Installation of SoftEther

[e-wu]

Install SoftEther

1. Install SoftEther on Windows VM
2. Configure with user based authentication
3. Create self signed key for VPN server
4. Associate key to VPN server
5. Associate IP to domain [retracted] (Personal Domain Name)
6. Turn on L2TP over IPSEC with preshare password.
7. Turn on split tunnel.

[e-wu]

Done. However, normal split tunnel routes traffic through the default gateway which would be internet first. The VPN gateway would have static route all CIDRs that must go through VPN. This results in a very large and unmaintainable list.

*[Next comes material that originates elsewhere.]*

PR #9204, opened 2025-09-11
Refactor backend getShaderLanguage functions.

rafadevai:
Allow returning a list of supported shader languages instead of only one.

To do youtube, it's 49 entries.

[e-wu]

What we wanted was inverse split tunnel which appears to not be supported by SoftEther. Unsure if Fortinet supports it as can't access the product. Cisco may.

[e-wu]

Change approach again (fail fast). Leverage the server as VPN and turn off split tunnel. Let's try client based routing as it has the ability to look at domain names instead. For example, youtube has many IPs due to what region of the world your in. So, f we can whitelist domains, it'll be easier.

The feature we'll use is Microsoft Always On VPN. It allows:

• Split tunnel based off domain and process ID which will allow us to sandbox apps. Some apps can use VPN, others won't.

[e-wu]

Flipping the product to OpenSwan as need IKEv2 support.